Online Desk : Keir Starmer on Friday will become Britain’s new prime minister, as his centre-left opposition Labour party swept to a landslide general election victory, ending 14 years of right-wing Conservative rule. “The Labour Party has won this general election, and I have called Sir Keir Starmer to congratulate him on his victory,” a sombre-looking Rishi Sunak said after he was re-elected to his seat, reports AFP. “Today, power will change hands in a peaceful and orderly manner with goodwill on all sides,” the Tory leader added, calling the results “sobering” and saying he took responsibility for the defeat. At a triumphant party rally in central London, Starmer, 61, told cheering activists that “change begins here” and promised a “decade of national renewal”, putting “country first, party second”. But he cautioned that change would not come overnight, even as Labour snatched a swathe of Tory seats around the country, including from at least eight Cabinet members.
Defence Secretary Grant Shapps was the highest-profile scalp of the night so far, with other big names, including senior minister Penny Mordaunt and leading Brexiteer Jacob Rees-Mogg also defeated. Finance minister Jeremy Hunt hung on to remain an MP, but only by 891 votes. Labour raced past the 326 seats needed to secure an overall majority in the 650-seat parliament at 0400 GMT, with the final result expected later on Friday morning. An exit poll for UK broadcasters published after polls closed at 2100 GMT on Thursday put Labour on course for a return to power for the first time since 2010, with 410 seats and a 170-seat majority. The Tories would only get 131 seats in the House of Commons — a record low — with the right-wing vote apparently spliced by Nigel Farage’s anti-immigration Reform UK party, which could bag 13 seats. In another boost for the centrists, the smaller opposition Liberal Democrats would get 61 seats, ousting the Scottish National Party on 10 as the third-biggest party.

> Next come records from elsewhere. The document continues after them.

PR #346, opened 2018-07-13
Fix content filter default value not displaying in EnterpriseCustomer…

mushtaqak:
Fix content filter default value not displaying in EnterpriseCustomer admin form.

This PR adds the capability to display content filter default value to inline enterprise customer catalog admin form. 

[ENT-1099](https://openedx.atlassian.net/browse/ENT-1099)


mushtaqak:
Verified on business sandbox: https://business.sandbox.edx.org/admin/enterprise/enterprisecustomer/b295df22-11c9-4786-9ba5-b76f876b77d2/change/

PR #351, opened 2018-07-25
ENT-1125 Adjustments/additions to enterprise api around django group access

brittneyexline:
**Description:**

**JIRA:** https://openedx.atlassian.net/browse/ENT-1125

**Dependencies:** n/a

**Merge deadline:** ASAP

**Testing instructions:** 
Deployed on the business sandbox.

Using a staff user, hit the following endpoint: https://business.sandbox.edx.org/enterprise/api/v1/enterprise-customer/with_access_to?permissions=enterprise_enrollment_api_access
A list of all the enterprises should get returned.

Using a non-staff, enterprise "admin" user that is part of the enterprise_enrollment_api_access group, hit the same endpoint. You should only get only the enterprise that is linked to the user back.

If you use a non-staff user who is not linked to any enterprise but happens to have group membership, the result should be an empty list of enterprises.

If you use a non-staff user that is linked but is not part of the group, you should get an authorization related error message.

**Merge checklist:**

- [ ] All reviewers approved
- [ ] CI build is green
- [ ] Version bumped
- [ ] Changelog record added

**Post merge:**
- [ ] Create a tag

migrations, etc.

### DIFF
--- a/enterprise/api/v1/permissions.py
+++ b/enterprise/api/v1/permissions.py
@@ -18,10 +18,13 @@ class IsAdminUserOrInGroup(permissions.IsAdminUser):
     def has_permission(self, request, view):
         """
         Returns True if the requesting user is either 'staff' or belong to specific group, False otherwise.
+        It will also check for group membership against a list of groups in the permissions query parameter.
         """
-        return super(IsAdminUserOrInGroup, self).has_permission(request, view) or request.user.groups.filter(
-            name__in=self.ALLOWED_API_GROUPS
-        ).exists()
+        return (
+            super(IsAdminUserOrInGroup, self).has_permission(request, view) or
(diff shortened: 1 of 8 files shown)


enterprise/api/v1/permissions.py
```diff
@@ -19,9 +19,11 @@ def has_permission(self, request, view):
         """
         Returns True if the requesting user is either 'staff' or belong to specific group, False otherwise.
         """
-        return super(IsAdminUserOrInGroup, self).has_permission(request, view) or request.user.groups.filter(
-            name__in=self.ALLOWED_API_GROUPS
-        ).exists()
+        return (
```
georgebabey: Probably worth updating the docstring to indicate the group check for values in the request query_params.permissions

PR #354, opened 2018-08-07
ENT-1135 Move fields from DegreedGlobalConfiguration to DegreedEnterpriseCustomerConfig

brittneyexline:
**Description:** Some of the fields we placed on the global configuration can change from customer to customer, so they need to be moved to the customer specific configuration.

**JIRA:** https://openedx.atlassian.net/browse/ENT-1135

**Dependencies:** n/a

**Merge deadline:** ASAP

**Testing instructions:**
On the sandbox, change the catalog query of the Degreed catalog, so that a different set of courses are in the catalog. Check the integrated_channel_contentmetadataitemtransmission table to see what content has been transmitted already to Degreed.

Run the transmit course metadata command:
`$ ./manage.py lms --settings=aws transmit_content_metadata --catalog_user=staff`

Inspect the integrated_channel_contentmetadataitemtransmission table to see that courses have been added or removed as expected.

**Merge checklist:**

- [ ] All reviewers approved
- [ ] CI build is green
- [ ] Version bumped
- [ ] Changelog record added

**Post merge:**
- [ ] Create a tag

migrations, etc.

### DIFF
--- a/integrated_channels/degreed/models.py
+++ b/integrated_channels/degreed/models.py
@@ -29,12 +29,6 @@ class DegreedGlobalConfiguration(ConfigurationModel):
     The global configuration for integrating with Degreed.
     """
 
-    degreed_base_url = models.CharField(
-        max_length=255,
-        verbose_name="Degreed Base URL",
-        help_text="The base URL used for API requests to Degreed, i.e. https://degreed.com."
-    )
-
     completion_status_api_path = models.CharField(
         max_length=255,
         verbose_name="Completion Status API Path",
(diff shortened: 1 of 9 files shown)


integrated_channels/degreed/models.py
```diff
@@ -132,6 +99,40 @@ class DegreedEnterpriseCustomerConfiguration(EnterpriseCustomerPluginConfigurati
...
+        verbose_name="Degreed User Password",
+        help_text=(
+            "The Degreed User Password provided to the content provider by Degreed. "
+            "It is required for getting the OAuth access token."
+        )
+    )
+
+    provider_id = models.CharField(
+        max_length=100,
+        default='EDX',
```
mattdrayer: Not sure we should have a default here, from an Open edX perspective -- it probably should just be a field that accepts null values.

PR #1441, opened 2023-02-08
infra: sandbox environment

gunar:
Creates a Sandbox cloud environment so that we can test, experiment, and develop the Infrastructure-as-Code.

https://trello.com/c/671FoXJ1/2047-create-a-sandbox-infrastructure-environment


api.planx.uk/helpers.ts
```diff
@@ -1,5 +1,5 @@
-import { gql } from 'graphql-request';
-import { capitalize } from 'lodash';
+import { gql } from "graphql-request";
```
gunar, line 1: This diff is mostly prettification .The only change happened on line 213.

api.planx.uk/helpers.ts
```diff
@@ -188,16 +209,19 @@ const makeUniqueFlow = (flowData: Flow["data"], replaceValue: string): Flow["dat
   return flowData;
 };
 
-const isLiveEnv = () => (["production", "staging", "pizza"].includes(process.env.NODE_ENV || ""));
+const isLiveEnv = () =>
+  ["production", "staging", "pizza", "sandbox"].includes(
```
gunar, line 213: Added `"sandbox"` here.

infrastructure/application/index.ts
```diff
@@ -100,14 +100,6 @@ export = async () => {
...
       new awsx.ec2.SecurityGroup("metabase-custom-port", {
         vpc,
-        ingress: [
-          {
-            protocol: "tcp",
-            cidrBlocks: ["0.0.0.0/0"],
-            fromPort: 443,
-            toPort: 443,
-          },
-        ],
```
gunar, line 110: Had an [issue with a duplicate security group rule being set](https://github.com/terraform-aws-modules/terraform-aws-security-group/issues/225), which made `pulumi up` fail. I've removed this explicitly set ingress rule from here and metabase is still accessible on [metabase.planx.in](https://metabase.planx.in).

If this change ends up disrupting our production metabase service, we'll get a UptimeRobot alert and I (we) will know this is probably the culprit, so we can fix it.

infrastructure/application/index.ts
```diff
@@ -472,7 +464,7 @@ export = async () => {
           { name: "PORT", value: String(SHAREDB_PORT) },
           {
             name: "JWT_SECRET",
-            value: config.require("jwt-secret"),
+            value: config.requireSecret("jwt-secret"),
```
gunar, line 467: Using `config`.requireSecret` make it so that pulumi forces you to encrypt this config value using `pulumi config set config-name --secret`. It's just nice so we don't end up storing secrets as plain-text.

infrastructure/application/index.ts
```diff
@@ -629,7 +621,7 @@ export = async () => {
   const cdn = createCdn({ domain: DOMAIN, acmCertificateArn: sslCert.arn });
 
   const frontendDnsRecord = new cloudflare.Record("frontend", {
-    name: tldjs.getSubdomain(DOMAIN) ?? "@",
+    name: tldjs.getSubdomain(DOMAIN) || "@",
```
gunar, line 624: The `getSubdomain` method returns `""` instead of `null`, so needed to fix this here as the sandbox environment is not using a subdomain at this moment (i.e. production hasura is `hasura.editor.planx.uk` but sandbox's is just `hasura.planx.in`)

infrastructure/application/utils/generateTeamSecrets.ts
```diff
@@ -19,21 +19,30 @@ const name = (name: string) => name.replace(regex, "_").toUpperCase();
...
     });
-    team.uniformInstances?.forEach(instance => {
+    team.uniformInstances?.forEach((instance) => {
       secrets.push({
         name: `UNIFORM_CLIENT_${name(instance)}`,
-        value: config.require(`uniform-client-${value(instance)}`),
+        value:
+          env === "sandbox"
+            ? "sandbox"
+            : config.require(`uniform-client-${value(instance)}`),
```
gunar, line 41: I've added this ternary operator / conditional here just so that we don't have to set up pulumi configs for uniform secrets for each team on sandbox, as sandbox isn't going to need them but otherwise they'd be required in order to call `pulumi up`.

infrastructure/data/index.ts
```diff
@@ -12,8 +12,9 @@ const networking = new pulumi.StackReference(`planx/networking/${env}`);
 
 const db = new aws.rds.Instance("app", {
   engine: "postgres",
-  // Available versions: https://docs.aws.amazon.com/AmazonRDS/latest/UserGuide/CHAP_PostgreSQL.html#PostgreSQL.Concepts.General.version12
-  engineVersion: "12.3",
+  // Available versions:
+  // $ aws rds describe-db-engine-versions --default-only --engine postgres
```
gunar, line 16: Makes the comment evergreen.

infrastructure/data/index.ts
```diff
@@ -12,8 +12,9 @@ const networking = new pulumi.StackReference(`planx/networking/${env}`);
...
+  engineVersion: "14.6",
```
gunar, line 17: Can't use `12.3` anymore as it's been deprecated. This diff isn't going to be a problem for staging nor production as we usually only deploy the `application` stack.

PR #1444, opened 2023-02-10
feat: Delete uploaded files on session sanitation

DafyddLlyr:


api.planx.uk/webhooks/sanitiseApplicationData/operations.ts
```diff
@@ -52,6 +55,47 @@ export const operationHandler = async (
   return operationResult;
 };
 
+/**
+ * Return list of session IDs which are now ready for sanitation
+ */
+export const getExpiredSessionIds = async (): Promise<string[]> => {
```
DafyddLlyr, line 61: This will find all sessions submitted more than 6 months ago, and iterate over them to delete files.

`s3.deleteObjects()` will not fail if it's passed an array of already deleted files (e.g. when this runs the second time).

Once this is live and has succeeded once, we can push a small change here to also check the `sanitised_at` column to ensure this operation only runs on...
 - Sessions submitted more than 6 months ago
 - Session not already flagged as sanitised (handled by the `sanitiseLowcalSessions` operation)

api.planx.uk/webhooks/sanitiseApplicationData/index.ts
```diff
@@ -15,9 +15,12 @@ export const sanitiseApplicationData = async (
...
 ): Promise<Response | void> => {
   const operations = getOperations();
-  let results: OperationResult[] = [];
+  const results: OperationResult[] = [];
   try {
-    results = await Promise.all(operations.map(operationHandler));
+    for (const operation of operations) {
+      const result = await operationHandler(operation)
+      results.push(result)
+    }
```
DafyddLlyr, line 23: Speed of operation doesn't really matter as it's a cron job, but we can no longer run these operations concurrently as we rely on `lowcal_session.data` for the `deleteApplicationFiles` operation to work.

api.planx.uk/webhooks/sanitiseApplicationData/operations.ts
```diff
@@ -52,6 +55,47 @@ export const operationHandler = async (
...
+  const query = gql`
+    query GetSessionIds($retentionPeriod: timestamptz) {
```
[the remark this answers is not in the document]
DafyddLlyr: Thanks for catching this - I made the function name more explicit one one point, but didn't rename the query.

Unique query names is the way to go 👍

DafyddLlyr:
Agreed to merge to `main` w/c 06 March so that it can run against staging S3 bucket for a few days before merging to `production`.

DafyddLlyr:
Over 6 months old - 
- https://s3.console.aws.amazon.com/s3/buckets/user-data-62abb74?region=eu-west-2&prefix=04ug41re/&showversions=false
- https://s3.console.aws.amazon.com/s3/buckets/user-data-62abb74?region=eu-west-2&prefix=9wne59qi/&showversions=false

Less than 6 months old - 
- https://s3.console.aws.amazon.com/s3/buckets/user-data-62abb74?region=eu-west-2&prefix=7fl0uxss/&showversions=false
- https://s3.console.aws.amazon.com/s3/buckets/user-data-62abb74?region=eu-west-2&prefix=9tpamzwy/&showversions=false

PR #1447, opened 2023-02-10
fix: log corrupted node errors to Airbrake in future

jessicamcinchak:
extends #1446, further context over here https://opensystemslab.slack.com/archives/C5Q59R3HB/p1676032127570869

since this is an error that stems from content editing, seems sensible to log it via Airbrake so we get visibility as soon as possible as we're less likely to catch them in local code changes & testing

### DIFF
--- a/editor.planx.uk/src/pages/FlowEditor/lib/store/preview.ts
+++ b/editor.planx.uk/src/pages/FlowEditor/lib/store/preview.ts
@@ -657,7 +657,7 @@ export const removeOrphansFromBreadcrumbs = ({
   | Store.cachedBreadcrumbs
   | Store.breadcrumbs => {
   const idsToRemove =
-    flow[id].edges?.filter(
+    flow[id]?.edges?.filter(
       (edge) => !(userData?.answers ?? []).includes(edge)
     ) ?? [];
 
--- a/editor.planx.uk/src/pages/FlowEditor/lib/store/preview.ts
+++ b/editor.planx.uk/src/pages/FlowEditor/lib/store/preview.ts
@@ -1,8 +1,7 @@
-import { gql } from "@apollo/client";
 import tinycolor from "@ctrl/tinycolor";
 import { TYPES } from "@planx/components/types";
 import { sortIdsDepthFirst } from "@planx/graph";
-import { client } from "lib/graphql";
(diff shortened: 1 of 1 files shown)


DafyddLlyr (approved):
One question - if the idea here is to notify us via Airbrake when something goes wrong, can we now revert to back to `flow[id].edges` instead of `flow[id]?.edges`?

If not, because we don't have enough certainty here, how do we get there? Can we check for this condition on "Publish"?

None of this needs to happen on this PR of course, just interested in what a longer term fix here would look like.

jessicamcinchak:
> One question - if the idea here is to notify us via Airbrake when something goes wrong, can we now revert to back to `flow[id].edges` instead of `flow[id]?.edges`?
> 
> If not, because we don't have enough certainty here, how do we get there? Can we check for this condition on "Publish"?

Good questions, sorry I didn't explain this so well. Here's my best explanation of where we're at / where we should go: 
- Currently, flows with corrupted nodes can be successfully published, as well as be successfully referenced as external portals and flattened/published by the parent flow (what happened last Friday)
  - Flows with corrupted external portals can NOT currently be published because the flattening function (dataMerged) will fail to fetch the corrupt flowId - this error is now shown to editors when they click "Publish" based on changes here: #1435 
- If we reverted back to `flow[id].edges` here right now, then a user would be prevented from "Continuing" through the first card that belongs the flow (or external portal) containing the corruped node. I'm still using `flow[id]?` to allow users to "continue", with the hope that most journeys won't actually cross paths with the corrupted node, which would then still fail / block them from proceeding. We'll log in the error in every case
- In order to check for this condition on publish (then be able to safely assume `flow[id]!` in /preview), we'd have to do something like: gather every nodeId that appears in `edges`, ensure it has a corresponding key in the outer level of the schema with a valid `"type"`. If it doesn't, fail to publish and show an error, or actually just auto-delete the nodeId from `edges` and proceed with publishing (which matches the change I manually made, because afaik there isn't actually a valid Editor operation for corrupted nodes currently, eg no "delete"/"update" panel). At point of publish, we're looking at potentially millions of nodes for something like LDC, so this validation would require a bit of performance testing.

Does that all make sense? I'll make a Trello ticket to capture this last point now too :heavy_plus_sign:

PR #1448, opened 2023-02-10
feat: stub out MultipleFileUpload component and update how-to-add docs

jessicamcinchak:
noticed these docs were quite out of date while working on property components recently, decided to stub out a new `MultipleFileUpload` while I was here as a quick exercise to make sure I caught everything.

component doesn't do anything yet, but all necessary files are here which should help make future PRs easier to start and more contained.


editor.planx.uk/docs/adding-a-new-component.md
```diff
@@ -1,10 +1,18 @@
...
+## Core directory & files 
 
-`model.ts`
+1. `src/@planx/components/types.ts`
+
+```typescript
+SetValue = 380,
+```
+
+1. `mkdir src/@planx/components/SetValue`
```
DafyddLlyr, line 13: nit: Markdown auto incrementing fails when there's a block between points, making this document actually display as 1., 1., 1. etc.

editor.planx.uk/src/pages/FlowEditor/components/forms/FormModal.tsx
```diff
@@ -54,6 +54,7 @@ const NodeTypeSelect: React.FC<{
       <optgroup label="Inputs">
         <option value={TYPES.TextInput}>Text Input</option>
         <option value={TYPES.FileUpload}>File Upload</option>
+        <option value={TYPES.MultipleFileUpload}>Multiple File Upload</option>
```
DafyddLlyr, line 57: nit: Could we comment this out for now, juuuuuust incase, as we don't have validation to catch these "in progress" nodes on Publish.

DafyddLlyr (approved):
Thanks for this and for improving docs 🥇

editor.planx.uk/docs/adding-a-new-component.md
jessicamcinchak: you're right - thanks for catching that ! manually numbered now.

editor.planx.uk/src/pages/FlowEditor/components/forms/FormModal.tsx
jessicamcinchak: done!

PR #1450, opened 2023-02-13
feat: Zod Schema for Uniform Payload

DafyddLlyr:
# What does this PR do?
Adds a schema for the Uniform payload - this means we can validate before passing things over to Uniform. This validation is done when the `parse()` function is called.

This actually caught a few issues with our current mapping and schema which is a positive sign. Commit https://github.com/theopensystemslab/planx-new/pull/1450/commits/cb1b0355c88ecf3213b17c58f584bd3110ec4535 shows these changes.

This isn't totally complete, but I think it's best to push what I have now for discussion before I take it too much further.

## Principles
 - Default values should be handled by the schema
 - `mapPassportToUniformPayload()` should be a straight mapping of values from our passport to the schema
 - This will always produce a `PartialDeep` object, with the missing default values subbed in when `parse()` is called

## Potential next steps...
- Reframe tests - just test our mapping functions, rather than a conversion to/from XML each time. We can still have tests to cover the full passport -> xml conversion.
- Test different passports - LDC Proposed, LDC Existing, Agents, etc
- Rename UniformPayload -> OneApp
- Move to `planx-client`, call from backend
- This could be called by a `PassportTransformer` (or something with a better name) that just takes a passport / session and can return BOPS Payload / OneApp XML / CSV etc. The OneApp logic can live in it's own class still.
- `Passport` class for handling passport transformations and getters (see comments)


editor.planx.uk/src/@planx/components/Send/uniform/UniformPayload/model.ts
```diff
@@ -52,29 +52,32 @@ export class UniformPayload implements IUniformPayload {
...
+    this.payload = this.mapPassportToUniformPayload();
+  }
 
-    this["portaloneapp:Proposal"] = {
-      ...this.getNamespaces(),
-      _Version: "1.3",
-      "portaloneapp:SchemaVersion": 1.3,
+  private stringToBool = (value: string): boolean | undefined => {
+    if (value) return value.toLowerCase() === "true";
+  };
```
DafyddLlyr, line 60: I think what I'd ideally like to put in place is a `Passport` class that just had a getter than handles this sort of thing, e.g. - 

```ts
// Passport.ts

class Passport {
  userPassport: Store.passport

  constructor(userPassport: Store.passport) {
    this.userPassport = userPassport
  }


  get = (value: string): boolean | string[] | string | number => {
    // Logic here to correctly access passport variables
  }
}
```

```ts
// model.ts
const passport = new Passport(userPassport)
...
"common:HaveSoughtAdvice": passport.get("application.preAppAdvice")
```

There's enough change in this PR as is, so this is just a helper function for now, but comments on the above most welcome.

editor.planx.uk/src/@planx/components/Send/uniform/UniformPayload/model.ts
```diff
@@ -52,29 +52,32 @@ export class UniformPayload implements IUniformPayload {
...
-          ...this.getGeneratedFiles(),
-          ...this.getUserUploadedFiles(),
+          ...(this.getGeneratedFiles() as FileAttachment[]),
+          ...(this.getUserUploadedFiles() as FileAttachment[]),
         ],
       },
-      "portaloneapp:Applicant": this.getApplicantOrAgent("applicant"),
-      "portaloneapp:Agent": this.getApplicantOrAgent("applicant.agent"),
+      "portaloneapp:Applicant": this.getApplicant(),
+      "portaloneapp:Agent": this.getAgent(),
```
DafyddLlyr, line 80: This was just solving some type problems.

editor.planx.uk/src/@planx/components/Send/uniform/UniformPayload/schema.ts
```diff
@@ -0,0 +1,247 @@
+import { z } from "zod";
+
+// Models the XML payload required by Uniform to process PlanX applications
+
+export const paymentSchema = z.object({
```
DafyddLlyr, line 5: The contents of this file were generated by just pasting the existing types into https://transform.tools/typescript-to-zod

I think there's a viable (if slightly annoying) method where we could enrich this by going XSD -> JSON Schema -> Zod

editor.planx.uk/src/@planx/components/Send/uniform/UniformPayload/model.ts
DafyddLlyr: I think a nice thing about this approach also is that if we only expose a `get()` interface we can more easily change the structure of the passport in future without breaking too much.

editor.planx.uk/src/@planx/components/Send/uniform/UniformPayload/model.ts
```diff
@@ -296,34 +299,28 @@ export class UniformPayload implements IUniformPayload {
...
       format: true,
       suppressEmptyNode: true,
     };
-    const builder = new XMLBuilder(buildOptions);
-    const xml = builder.build(payload);
+    return new XMLBuilder(buildOptions);
+  };
+
+  public buildXML = (): string => {
+    const validatedPayload = iUniformPayloadSchema.parse(this.payload);
```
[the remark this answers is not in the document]
DafyddLlyr: This is totally fair and a good catch thanks - I'll take a look at this 👍

editor.planx.uk/src/@planx/components/Send/uniform/UniformPayload/model.ts
```diff
@@ -178,32 +189,40 @@ export class UniformPayload implements IUniformPayload {
...
-        _TelMobile: "yes",
+      "common:OrgName": this.passport.data?.[`${person}.company.name`],
+      "common:ContactDetails": {
+        "common:Email": {
+          "apd:EmailAddress": this.passport.data?.[`${person}.email`],
+        },
+        "common:Telephone": {
+          "apd:TelNationalNumber":
+            this.passport.data?.[`${person}.phone.primary`],
+        },
```
jessicamcinchak, line 221: nice to see that defaults like `_TelUse`, `_TelPreferred`, and `_TelMobile` are defined on the ZOD schema now, that feels a lot more readability :+1:

jessicamcinchak (approved):
super valuable, thanks for this !

DafyddLlyr:
> This function can throw and error and that error wouldn't be gracefully handled by it's caller at the moment.

@builditben So error handling ended up being slightly more tricky than anticipated, but a rough implementation is in place in https://github.com/theopensystemslab/planx-new/pull/1450/commits/e28ed92aa9fc7f02bb846d8b3814228d0ffd6550

We want the following to be true -
 - PlanX devs know there's a problem
 - Applicant does not need to know there's a problem
 - Submission should not sent to Uniform

As a result, I'm catching and logging any errors when parsing, and failing silently in both the frontend and API so as to not alert the applicant. I expect that this becomes a simpler process when this logic moves wholesale to the API.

The projected overall result bucks a rightward trend among Britain’s closest Western allies, with the far right in France eyeing power and Donald Trump looking set for a return in the United States. British newspapers all focused on Labour’s impending return to power for the first time since Gordon Brown was ousted by David Cameron in 2010. “Keir We Go,” headlined the Labour-supporting Daily Mirror. “Britain sees red,” said The Sun, the influential Rupert Murdoch tabloid, which swung behind Labour for the first time since 2005.